My car, ZES, was neatly parked in the ample parking space on the grounds.
Quite a lot of effort was put into the landscaping of the grounds.
Quite a lot of effort was put into the landscaping of the grounds.

This place would be great as a function area for various activities, like wedding receptions. Seeing the place alone made it worth the visit.


The restaurant proper looks quite cozy. It’s pretty low-budget when you think about it: cheap metal yero sheets form the ceiling, padded with heat insulation pads to keep out the heat. Wooden interiors draped with plastic beads woven into a scintillating tapestry of color. The place is made of cheap materials, but it doesn’t feel cheap and is quite nice and cozy.

Materials are ech but the place looks pretty good all things considered. The signature crescent is in the corner.

There’s no air-conditioning, going with the cheap budget theme, but surprisingly the place is anything but cheap or budget. Meals here are 450 per head, so we were looking forward to that.

Unlike any other restaurant I have ever been to, the Crescent Moon Cafe has a “Pottery” theme to it. I don’t know what that means, but apparently it means you can buy pottery from here. There’s a stack of it one corner than you can look at, and apparently you can pay and take some of them home.

Here's some of the fine pottery you can find in this restaurant.
Here’s some of the fine pottery you can find in this restaurant.
You can even see the pricing there. 320 for this set of.... mud? I'll pass.
You can even see the pricing there. 320 for this set of…. hardened mud? I’ll pass.


However, all is not good. Being the dumb, uninformed diners that we were, we neglected to do our proper research and so we did not realize that we actually had to make reservations in order to, you know, actually dine here.

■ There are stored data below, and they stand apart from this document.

PR #109, opened 2022-06-29
Make With* idiomatic Go

rminnich:
At some point I got into Rust habits (in part because of a Go code review
on a totally different project, as it happens) and was using a more Rust style
for options:
c := client.Command(...).WithThis(a).WithThat(b)

That's not really how it should be done, and I had forgotten, but a look
at u-root (see the find package in u-root) made me realize the mistake.

Further, unlike Rust, failing out of those With* things gets nasty,
because Go doesn't have anything like the Rust Result and things like
the Rust ? operator. In one case, I've seen people scarfing the error
value away in the struct, and checking the error and exiting With functions
instantly if the error is set, and checking the error in the struct at the end,
and using that as an error value, and oh please make it stop.

This is not to say one way is unambigously better.
Rust has greater complexity to go with its extra capability.
Go has greater simplicity to go with its slightly greater inconvenience.
Go makes writing and using new Set functions easy, in or out of the package.

Anyway:
Add the Set type to the client package:
type Set func(*Cmd) error

Change the With functions and use as follows:
c := client.Command(host, args...)

Add a new function, SetOptionsin client:
func (c*Cmd) SetOptions(...Set) error

to be used as follows:
if err := c.SetOptions(client.WithThis, client.WithThat, ...); err != nil

In actual use, this turns out to be an improvement.

This is all in preparation for enabling use of the vsock network type.

### DIFF
--- a/client/client.go
+++ b/client/client.go
@@ -73,6 +73,16 @@ type Cmd struct {
 	closers []func() error
 }
 
+// SetOptions sets various options into the Command.
+func (c *Cmd) SetOptions(opts ...Set) error {
+	for _, o := range opts {
+		if err := o(c); err != nil {
+			return err
+		}
+	}
+	return nil
+}
+
 // Command implements exec.Command. The required parameter is a host.
 // The args arg args to $SHELL. If there are no args, then starting $SHELL
 // is assumed.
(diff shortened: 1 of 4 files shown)


brho (approved):
as they say, all things can be solved with another layer of (func/closure) indirection!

I understand that there is no set menu, and you eat whatever was available at hand to be prepared, so eating here is like a Russian Roulette. If they only have lobster or prawns, and you’re allergic, well you’re SOL. But a lot of restaurants do that, (Ka Louie’s in Palawan comes to mind) but to be honest I have never had a good experience with these kinds of restaurants.

Same thing here, but considering we didn’t make reservations ahead of time, I suppose the fault is entirely on us. I can’t really dock the place if we don’t follow its protocols.

However, although we could not have our full course meals (which are 450 per head for whatever catch they brought in) we did get to have some merienda — and the only thing they have for that is their “famous” suman and mangos.

And here it is!

Crescent Moon Cafe's famous suman and mango!
Crescent Moon Cafe’s famous suman and mango!


And… color me unimpressed. This is an 80-peso merienda. It consists of two tubes of glutinous rice and 1/4th of a mango. The suman is mixed up with a little muscovado, so those without a sweet tooth can eat it as is, but you can request for some additional muscovado if so desired.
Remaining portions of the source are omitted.